Professor of Economics at Babcock University, Segun Ajibola, maintained that any upward review of telcos taxation aside the statutory levy would be disincentive to investment.

“I do not succumb to any charge or levy on telecoms operators besides those that are statutorily allowed. Otherwise, it becomes a disincentive to the operators and akin to killing the goose that lays the golden egg.

“The telecoms industry remains one of the few vibrant industries in Nigeria’s economy. The reasons for this are not far fetched. The Nigerian population, size and structure of the business activities, the depth of the commercial segment, all account for the good performances of the telecoms sector.

“This should not attract any punitive measure from the authorities.
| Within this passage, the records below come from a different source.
PR #5586, opened 2026-07-10
[WAN] umt5 sharding

vkovinicTT:
### Ticket
Closing #4864 

### What's changed
Refactored sharding a bit so it's more coherent with megatron-style sharding. Metal also shards this text encoder on data parallel axis, but since this is run only once (at most twice for negative prompt) it's fine to stay as is.


sgligorijevicTT (approved):
looks fine

Issue #5578, opened 2026-07-09
[vLLM] Investigate tests/models running with opt_level=0


mmanzoorTT:
vLLM uses opt_level=1 as default option. However, few tests/models are running with opt_level=0 due to compilation/execution failures. We need to investigate the models running with opt_level=0 and may ask for adding support in tt-mlir optimizer.

alinakhanTT:
Investigated all the vLLM tests pinned at `opt_level=0`. Summary:

**Flipped to `opt_level=1`** (compile and generate coherent output), in #5589: Qwen3-0.6B (2D mesh and data parallel), Qwen3-32B, Mistral-Large-Instruct-2411, and Pixtral-Large-Instruct-2411 (confirmed on the WH 6U galaxy).

**Genuinely fail at `opt_level=1`, kept at `opt_level=0`** with a tracking issue:
- Mistral-Small-24B, mm-encoder DRAM OOM: tenstorrent/tt-mlir#9006
- gemma-4-31B `[1,4]` and `[8,4]`, SDPA decode tree-reduction limit: tenstorrent/tt-mlir#9007 (`[8,4]` confirmed by bh_galaxy CI, same `Bad StatusOr / Error code: 13` at the fused prefill postprocess compile)
- gemma-4-26B-A4B, SDPA decode tree-reduction limit (same as 31B): tenstorrent/tt-mlir#9007, single-device 2D-mesh TP on BH QuietBox, 110 cores/head, confirmed in CI run [29358116829](https://github.com/tenstorrent/tt-xla/actions/runs/29358116829)
- gemma-4-E4B, SDPA decode circular buffers overflow L1 at opt_level=1: opt-level=1 SDPA decode circular buffers exceed L1 on gemma-4-E4B-it (2318272 B > 1572864 B) tenstorrent/tt-mlir#9039 (distinct from #9007, L1 CB overflow, not the tree-reduction limit; confirmed in CI run [29358116829]( https://github.com/tenstorrent/tt-xla/actions/runs/29358116829))
- DeepSeek-V2-Lite, MoE all_to_all_dispatch needs row-major layout at opt_level=1: tenstorrent/tt-mlir#8920 (closed but still reproduces)
- Llama-3.1-70B, garbage output at `opt_level=1`: #4325

PR #5589, opened 2026-07-10
[vLLM] Flip stale opt_level=0 pins to opt_level=1

alinakhanTT:
### Ticket
Part of #5578

### Problem
Several vLLM tests explicitly set optimization_level=0 even though the plugin now defaults to 1.

### What changed
Verified that the following models compile and produce correct output with opt_level=1, then removed the redundant optimization_level=0 override so they use the plugin default:
- Qwen3-0.6B (2D mesh)
- Qwen3-0.6B (all data-parallel configs)
- Qwen3-32B
- Mistral-Large-Instruct-2411
- Pixtral-Large-Instruct-2411

Also renamed the two galaxy_wh_6u_large tests to ..._mistral_large and ..._pixtral_large, since they previously shared a function name and only one test was collected.
Models that still fail with opt_level=1 remain pinned to optimization_level=0, with comments linking the corresponding tracking issues.


tests/integrations/vllm_plugin/generative/test_tensor_parallel_generation.py
mmanzoorTT: Let's remove opt_level completely. 
```suggestion
        pytest.param("Qwen/Qwen3-0.6B", True),
       pytest.param("Qwen/Qwen3-0.6B", False),
   ],
)
def test_tensor_parallel_generation_llmbox_small(
model_name: str,
use_2d_mesh: bool,
):
```

alinakhanTT: Done

mmanzoorTT (approved):

mmanzoorTT (approved):

Issue #4708, opened 2026-05-14
integrate tt-lang into tt-xla


jackzhangTT:
### Is your feature request related to a problem? Please describe

integrate tt-lang into tt-xla flow

### Describe the solution you'd like

tt-lang kernels are registered in a process global registry for all kernels and compiled via a seperate pybind11 process and stored in a cache

PR #5590, opened 2026-07-10
[tt-lang] Add custom Shardy sharding rules for tt-lang ops

jackzhangTT:
### Ticket
[Link to Github Issue](https://github.com/tenstorrent/tt-xla/issues/4708)

### Problem description
tt-lang operations lower to `stablehlo.custom_call @tt.tt_lang_op`, which is opaque to Shardy's built-in sharding-rule inference: without a user-supplied rule, propagation is forced to replicate operands and results, so users have no way to guide how a tt-lang kernel is partitioned across devices.

### What's changed
On the tt-xla side this adds an optional sharding_rule parameter to the @tt_lang_operation decorator, which is emitted as the xla.sdy.sharding_rule frontend attribute on the op's stablehlo.custom_call, plus a make_sharding_rule builder that constructs the rule text via jaxlib's Shardy (sdy) bindings.

NOTE: This should not go in until this [PR](https://github.com/tenstorrent/tt-mlir/pull/8986) is landed and uplifted into tt-xla

### Checklist


python_package/tt_torch/custom_ops.py
```diff
@@ -2360,6 +2371,7 @@ def tt_lang_op_dispatch(
     version_tag: str,
     shard_spec: str,
     out_indices: Sequence[int],
+    sharding_rule: str = "",
```
sshonTT, line 2426: Nit: Can we add a warning for tensors that will be implicitly replicated when the sharding_rule is empty?

python_package/tt_torch/sharding_rule.py
```diff
@@ -0,0 +1,197 @@
...
+def make_sharding_rule(
+    operand_mappings: Sequence[Sequence[str]],
+    result_mappings: Sequence[Sequence[str]],
+    factor_sizes: Mapping[str, int],
+    *,
+    reduction_factors: Iterable[str] = (),
+    need_replication_factors: Iterable[str] = (),
+    permutation_factors: Iterable[str] = (),
+    blocked_propagation_factors: Iterable[str] = (),
+    is_custom: bool = True,
```
sshonTT: I assume that tt_lang always set this `is_custom` arg to True?

python_package/tt_torch/custom_ops.py
sshonTT: In addition to this, I wonder if we could always pass a sharding rule for every tt-lang op. Even if the rule is empty, we could explicitly set the factors for all arguments to be replicated (perhaps using around [here](https://github.com/tenstorrent/tt-xla/pull/5590/changes#diff-c52912c97fbf37decc7a285a62325a202e9d858bed0609edeeb7d6fe24e2c81bR106)). What do you think?

I understand tt-mlir stablehlo pipeline will take care of this case, but I'd like to keep tt-mlir side logic simple.

tests/torch/ops/test_sharding_rule.py
```diff
@@ -0,0 +1,516 @@
...
+
+def test_make_sharding_rule_matmul_shape():
+    """A canonical matmul rule matches the printer format Shardy uses."""
+    rule = make_sharding_rule(
+        operand_mappings=[("B", "M"), ("M", "N")],
+        result_mappings=[("B", "N")],
+        factor_sizes={"B": 8, "M": 16, "N": 32},
+        reduction_factors=["M"],
+    )
+    assert rule == (
```
sshonTT: Couldn't we check the sharding rule logic without an exact string check? I think a string check might be vulnerable to future jaxlib upgrades. If it's hard to find an alternative right now, feel free to leave it as is and just open an issue for it.

sshonTT: I dug with claude code and found this. Not validated yet so just for reference.


```
from jaxlib.mlir import ir
from jaxlib.mlir.dialects import sdy

def assert_rule(text, *, factor_sizes, operands, results,
                reduction=(), need_replication=(), permutation=(),
                blocked=(), is_custom=True):
    with ir.Context() as ctx, ir.Location.unknown():
        sdy.register_dialect(ctx)
        tm = lambda dims: sdy.TensorMappingAttr.get(
            [sdy.DimMappingAttr.get([i]) for i in dims])
        want = sdy.OpShardingRuleAttr.get(
            factor_sizes=list(factor_sizes),
            operand_mappings=[tm(d) for d in operands],
            result_mappings=[tm(d) for d in results],
            reduction_factors=list(reduction),
            need_replication_factors=list(need_replication),
            permutation_factors=list(permutation),
            blocked_propagation_factors=list(blocked),
            is_custom=is_custom,
        )
        assert ir.Attribute.parse(text) == want
```

And from the test
```
def test_make_sharding_rule_matmul_shape():
    rule = make_sharding_rule(
        operand_mappings=[("B", "M"), ("M", "N")],
        result_mappings=[("B", "N")],
        factor_sizes={"B": 8, "M": 16, "N": 32},
        reduction_factors=["M"],
    )
    assert_rule(rule, factor_sizes=[8, 16, 32],
                operands=[[0, 1], [1, 2]], results=[[0, 2]], reduction=[1])
```

tests/torch/ops/test_sharding_rule.py
```diff
@@ -0,0 +1,516 @@
...
+    a_xla = a_cpu.to(device)
+    b_xla = b_cpu.to(device)
+    out_xla = torch.zeros_like(a_cpu).to(device)
+
+    xs.mark_sharding(a_xla, mesh, ("model", None))
+    xs.mark_sharding(b_xla, mesh, ("model", None))
+    xs.mark_sharding(out_xla, mesh, ("model", None))
+
+    result_xla = add_op(a_xla, b_xla, out_xla)
+    xm.mark_step()
```
sshonTT: nit: we don't need this if we move tensor to cpu from next line.

tests/torch/ops/test_sharding_rule.py
```diff
@@ -0,0 +1,516 @@
...
+    b_cpu = torch.randn(rows, cols, dtype=torch.bfloat16)
+    golden = a_cpu + b_cpu
+
+    device = xm.xla_device()
+    a_xla = a_cpu.to(device)
+    b_xla = b_cpu.to(device)
+    out_xla = torch.zeros_like(a_cpu).to(device)
+
+    xs.mark_sharding(a_xla, mesh, ("model", None))
+    xs.mark_sharding(b_xla, mesh, ("model", None))
```
sshonTT, line 665: If the purpose of this test is to verify propagation through Shardy, we don't need this explicit mark_sharding. It should be propagated automatically.

tests/torch/ops/test_sharding_rule.py
```diff
@@ -0,0 +1,516 @@
...
+    xs.mark_sharding(out_xla, mesh, ("model", None))
+
+    result_xla = add_op(a_xla, b_xla, out_xla)
```
sshonTT: This is just out of curiosity, why do we need result_xla here? Isn't the output(out_xla)  inplaced for this op?

tests/torch/ops/test_sharding_rule.py
```diff
@@ -0,0 +1,516 @@
...
+    def add_op(a, b, out):
+        return _ttl_add(a, b, out)
+
+    return add_op
+
+
+@pytest.mark.push
+@pytest.mark.dual_chip
+@pytest.mark.llmbox
+def test_tt_lang_eltwise_add_custom_sharding_rule_e2e(clean_registry):
```
sshonTT: Can we add an e2e test where propagation is prohibited by the need_replication case? Something like this:

```
sharding_rule = make_sharding_rule(
        operand_mappings=[("i", "j"), ("i", "j")],
        result_mappings=[("i", "j")],
        factor_sizes={"i": rows, "j": cols},
        need_replication_factors=[("i, j")]
    )

xs.mark_sharding(a_xla, mesh, ("model", None))
```

tests/torch/ops/test_sharding_rule.py
jackzhangTT: Adopted this approach — thanks for the sketch. It's now the `assert_rule` helper in `test_sharding_rule.py`.

tests/torch/ops/test_sharding_rule.py
jackzhangTT: Removed — `.to(\"cpu\")` is enough to sync.

tests/torch/ops/test_sharding_rule.py
jackzhangTT: Updated — only `a` is `mark_sharding`'d now; the pointwise rule is expected to propagate onto the result (asserted via `_get_xla_sharding_spec`).

tests/torch/ops/test_sharding_rule.py
jackzhangTT: Its really a quirk of the way I modeled the tt-lang ops, as a custom SHLO op it's not DPS so it has a return value. However, the actual kernel when lowered in the MLIR side is actually DPS so if I remoevd the result_xla and only used out_xla it would also work. But having the result_xla just makes it a bit more clear and easier to follow from the SHLO side

python_package/tt_torch/sharding_rule.py
jackzhangTT: yea actually good catch going to drop this arg

tests/torch/ops/test_sharding_rule.py
```diff
@@ -0,0 +1,703 @@
...
+        )
+        assert ir.Attribute.parse(text) == want
+
+
+# ---------------------------------------------------------------------------
+# make_sharding_rule: happy-path structure (via Shardy attr equality)
+# ---------------------------------------------------------------------------
+
+
+def test_make_sharding_rule_matmul_shape():
```
sshonTT, line 91: This might be a silly question, but can we run pytest in CI while excluding marker like `@pytest.mark.push`?

tests/torch/ops/test_sharding_rule.py
sshonTT: I still see `xs.mark_sharding(b_xla, mesh, ("model", None))`. Did you forget to push the update?

third_party/CMakeLists.txt
```diff
@@ -5,7 +5,7 @@
 option(USE_CUSTOM_TT_MLIR_VERSION "Flag to use TT_MLIR_VERSION set by the user" OFF)
 
 if (NOT DEFINED TT_MLIR_VERSION OR NOT USE_CUSTOM_TT_MLIR_VERSION)
-    set(TT_MLIR_VERSION "3abca428352b5fad791dfbe69f6a3147d2e44d0b")
+    set(TT_MLIR_VERSION "9b4014a3e54ec4eaab201a7d108db107a2ec9040")
```
AleksKnezevic: reminded to remove this before merging.

jackzhangTT: yes will do sorry it was the only way to test with the change since tt-mlir hasn't been uplifted yet

AleksKnezevic: no worries, just reminding you 😄

tests/torch/ops/test_sharding_rule.py
```diff
@@ -0,0 +1,769 @@
...
+    import torch_xla.distributed.spmd as xs
+    import torch_xla.runtime as xr
+    from infra.evaluators import ComparisonConfig, PccConfig, TorchComparisonEvaluator
+    from infra.utilities.torch_multichip_utils import enable_spmd
+
+    enable_spmd()
+    xr.set_device_type("TT")
+
+    num_devices = xr.global_runtime_device_count()
+    if num_devices < 2:
```
sshonTT: nit: now that you've added [these attributes](https://github.com/tenstorrent/tt-xla/pull/5590/changes#diff-1113602bebf7b6f90f48de0b3685e18d0200997189b474f2b24155eb77254d66R525-R526), it shouldn't hit this. I see other tests are doing this check.

tests/torch/ops/test_sharding_rule.py
```diff
@@ -0,0 +1,769 @@
...
+
+    comparison_config = ComparisonConfig(pcc=PccConfig(required_pcc=0.9999))
+    comparator = TorchComparisonEvaluator(comparison_config)
+    comparator.evaluate(result, golden)
+
+
+@pytest.mark.push
+@pytest.mark.dual_chip
+@pytest.mark.llmbox
+def test_tt_lang_eltwise_add_custom_sharding_rule_reshards_unmarked_operand_e2e(
```
sshonTT, line 526: If the only difference between this test and [that one](https://github.com/tenstorrent/tt-xla/pull/5590/changes#diff-1113602bebf7b6f90f48de0b3685e18d0200997189b474f2b24155eb77254d66R527) is the explicit mark sharding on b, we might want to remove the other test. The goal here is to verify that shardings are properly propagated through operands.

sshonTT (approved):

PR #5591, opened 2026-07-11
[vLLM] Fix inconsistent batch size keying for preallocated buffers 

### LINKED ISSUE #5416: [vLLM] Inconsistent batch_size usage for pre-allocated buffers creation
These three buffers (`_input_ids_dev`, `_position_ids_dev`, `_logits_indices_dev`) are keyed by `{min_num_reqs, max_num_reqs}`, but `_prepare_inputs` clamps the lookup key down to the SMEM row limit: `target_num_reqs = min(target_num_reqs, num_reqs_max_model_len)`. When `num_reqs_max_model_len < max_num_reqs`, the lookup misses → `KeyError`.

The page-table buffers already account for this (keyed by `{min_num_reqs, num_reqs_max_model_len}` / `num_reqs_most_model_len` after 99adbc280) — these three just didn't get the same treatment.

Note this isn't behind the feature flag: with `min_num_seqs` unset it resolves to `max_num_seqs`, so the clamp still runs and a plain decode hits the `KeyError` whenever `max_num_seqs` exceeds the SMEM seq limit (e.g. >128K context at `max_num_seqs=32`). On main this worked since input_ids was always sized `max_num_reqs` and decoupled from the page-table row count.

Cheap fix: key these the same way as the page tables. Could also add a constructor-time assert that every reachable `target_num_reqs` is present in each buffer dict, to turn this into a clear startup error instead of a deep KeyError.

Not a hard blocker given it needs an aggressive long-context config, but worth doing before merge since it's a few lines and isn't gated behind the feature.

Was easily reproduced in a device-free test (asserting the buffer keys cover every clamped target_num_reqs), which passes with the suggested fix.

_Originally posted by @kmabeeTT in https://github.com/tenstorrent/tt-xla/pull/5363#discussion_r3492758324_

alinakhanTT:
### Ticket
closes #5416

### Problem
The batch row count is capped by on chip memory to `num_reqs_max_model_len`, which drops below `max_num_seqs` at long context. The page tables and the compiled warmup graphs already key off that clamped count, but the input buffers (`_input_ids_dev`, `_position_ids_dev`, `_logits_indices_dev`) and `batch_idx` were keyed by `max_num_reqs`. When the two differ the runtime batch shape silently disagrees with the page tables, and a distinct `max_prefill_num_reqs` produces a `KeyError` on the buffer lookup. Normally the two counts are equal, so this only bites long context configs.

### Fix
Key every per batch buffer off the same SMEM clamped count the page tables use, reintroduce the row count clamp in `_prepare_inputs`, and make the fused warmup compile the clamped shapes (the backbone warmup already did). Row count bucketing is pulled into small pure helpers so the choice is testable without a device. No behavior change when `num_reqs_max_model_len == max_num_reqs` (the common case).

### Verification
* [x] device free unit test on the bucketing helpers (22 cases)
* [x] on device init test reproducing the clamp scenario (3 cases)
* [x] `test_opt_generation` push suite (single device common case)
* [x] `test_data_parallel_generation` llmbox padding (DP `batch_idx` sharding)
*  [x] No new failures on nightly caused by this PR ([run 29610901485 ](https://github.com/tenstorrent/tt-xla/actions/runs/29610901485))


integrations/vllm_plugin/vllm_tt/model_runner.py
```diff
@@ -2546,9 +2559,10 @@ def _precompile_model_fused(self) -> None:
                 f"decode_only is set, only compiling decode path with num_tokens=1"
             )
 
-        num_reqs_options = sorted(
-            {self.min_num_reqs, self.max_prefill_num_reqs, self.max_num_reqs}
-        )
+        # The fused dummy inputs always use the max_model_len page table
```
mmanzoorTT, line 2564: Add support for `most_model_len` as well.

mmanzoorTT (commented):
Update `_precompile_backbone` to use the updated bucket sizes.

integrations/vllm_plugin/vllm_tt/model_runner.py
alinakhanTT: Done!

mmanzoorTT (approved):

PR #5599, opened 2026-07-13
[vLLM] Don't force fp32_dest_acc_en=False graph-wide in benchmark configs

### LINKED ISSUE #5116: [vLLM] Per-user last-token gather index computed via bf16 matmul → wrong logits for batched users past flat-index 512

dgolubovicTT:
### Ticket
Closes #5116

### Problem description
TLDR: Inside `tests/benchmark/test_vllm_benchmarks.py ` we were setting `fp32_dest_acc_en` to False by default which caused divergence in batched prefil outputs. Setting this knob inside benchmark config is wrong. Here is the logic that this knob follows inside mlir compiler part when it is not explicitly set by frontend:
- For opt level 0: we don't care about perf and default value of `fp32_dest_acc_en` is True.
- For opt level >0: we care about perf and compiler leaves `fp32_dest_acc_en` unset, so each ttnn op can choose its value based on inputs etc.
Same is true for math_fidelity knob. For opt level 0 its default is HiFi4, but when opt level is >0, we leave it unset because of the perf.

Here is more detailed explanation why setting `fp32_dest_acc_en` to False globally caused per batch output mismatch:

Batched greedy decoding of N identical prompts diverged into contiguous groups: users past flat-index 512 emitted a different token than users before it. Root cause is a graph-wide fp32_dest_acc_en=False override that the benchmark _config passed by default. TTNNSetComputeKernelConfig stamps that value onto every matmul exposing a compute-kernel-config, including the tiny fp32 index matmul that lowers the per-user last-token gather (flat_index = [batch_idx, pos] @ [stride, 1]). With bf16 destination accumulation, flat indices >= 512 round to a multiple of 4, so the wrong hidden-state row is gathered -> wrong logits -> divergent argmax token. At opt>0 the pipeline resets the override to unset (so it was masked in nightly); at opt=0 the override survives and it breaks.

A compute-kernel-config knob should only ever be set deliberately, never carried as a frontend default. Leaving fp32_dest_acc_en unset lets ttnn pick the per-op default (fp32 accumulation for fp32-output ops like the index matmul, bf16 for bf16 compute matmuls) -- exact index arithmetic with no memory regression on the big matmuls.

### What's changed

Removing default False value from vllm benchmarks and old llm benchmarks.
- tests/benchmark/test_vllm_benchmarks.py: _config default False -> None
- tests/benchmark/test_llms.py: drop hardcoded False on the two 8B configs
Verified (Llama-3.2-3B, 32 identical prompts, greedy, opt0): before the change all rows split (boundary row 5, tokens [320, 4815]); after, all 32 rows agree (720). Deliberate True/False overrides are still honored.

Also cleaned up two vLLM prefill integration tests that carried the same fp32_dest_acc_en=False default, and added a comment so it doesn't get reintroduced:

- tests/integrations/vllm_plugin/generative/test_b1_prefill.py and test_chunked_prefill.py: drop the fp32_dest_acc_en=False from their configs. Both run at opt level 1, where the compiler already resets the knob to unset — so the value was a dead no-op (not a functional change), just the same anti-pattern. Re-ran both without it and nothing changed: test_chunked_prefill.py 3/3 passed, test_b1_prefill.py passed with identical TTFT behavior.


mmanzoorTT (approved):

integrations/vllm_plugin/vllm_tt/platform.py
```diff
@@ -128,6 +128,17 @@ class TTConfig:
...
+    # PREFER LEAVING THIS None (unset). Do NOT set it to False as a default /
+    # convenience in a model config or test. It is a GRAPH-WIDE override applied
+    # to every matmul, including tiny index-arithmetic matmuls (e.g. the per-user
+    # last-token gather that lowers to `flat_index = indices @ strides` ->
+    # embedding). Forcing bf16 destination accumulation there rounds flat
+    # indices >= 512 to the wrong value -> wrong gathered row -> wrong logits ->
+    # per-user divergence in batched greedy decoding (tt-xla #5116). Unset is
+    # better for accuracy: ttnn picks fp32 accumulation for fp32-output ops
+    # (exact index math) and bf16 for bf16 compute matmuls (no memory
+    # regression). Only set True/False deliberately for a validated reason.
```
jameszianxuTT, line 141: Great find! 

Not to block now, but I think this is a footgun that should not be covered up by a comment.  Maybe even just a rename to something like `override_all_ops_fp32_dest_acc_en` to make someone question their usage of this, since from userland we use this option without much thought.

jameszianxuTT (approved):

integrations/vllm_plugin/vllm_tt/platform.py
jameszianxuTT: Or removing user ability to override this from compiler_options directly, as it seems that setting graph level fp32 accumulation to either TRUE/FALSE has little utility and can introduce confounding errors. idk if we have some mechanism to enforce this on op level, but maybe leaving this kind of feature up to dedicated tooling with a different integration point instead of as a first class compile option may be a good idea, though my context here is limited

bmalesevicTT (approved):

vkovacevicTT (approved):

mmanzoorTT (approved):

integrations/vllm_plugin/vllm_tt/platform.py
dgolubovicTT: Thanks, I will think about this. I got a request from training team to expose all other compute kernel cfg knobs because they need them for additional accuracy (for example math approx mode). So I will tie everything in next PR related to this...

Nigeria should continue to nurture the telecoms industry for sustained good performances.

“So long they keep meeting their statutory responsibilities to the state and contributing to Nigeria’s GDP, tax revenue, employment generation all with the attendant multiplier effects on the other sectors of the national economy, the country should feel contented with that,’ he said.

A former President of the Chartered Institute of Bankers of Nigeria, Dr. Uche Olowo, said existing tax template should be followed despite the amount of profit made by the firms at the end of any financial year.He pointed out that any increment outside what is currently obtainable would hamper investment in the sector.

Olowo argued that the industry could be persuaded to engage more in Corporate Social Responsibilities (CSR), especially in the rural areas through moral suasion.

An independent investor, Amaechi Egbo admitted that the nation’s tax-to-GDP ratio is relatively low when compared to other emerging countries. He argued that any further upward review for the telcos would be equivalent to double taxation, citing the withholding tax on dividend being collected by government and other charges paid to regulators.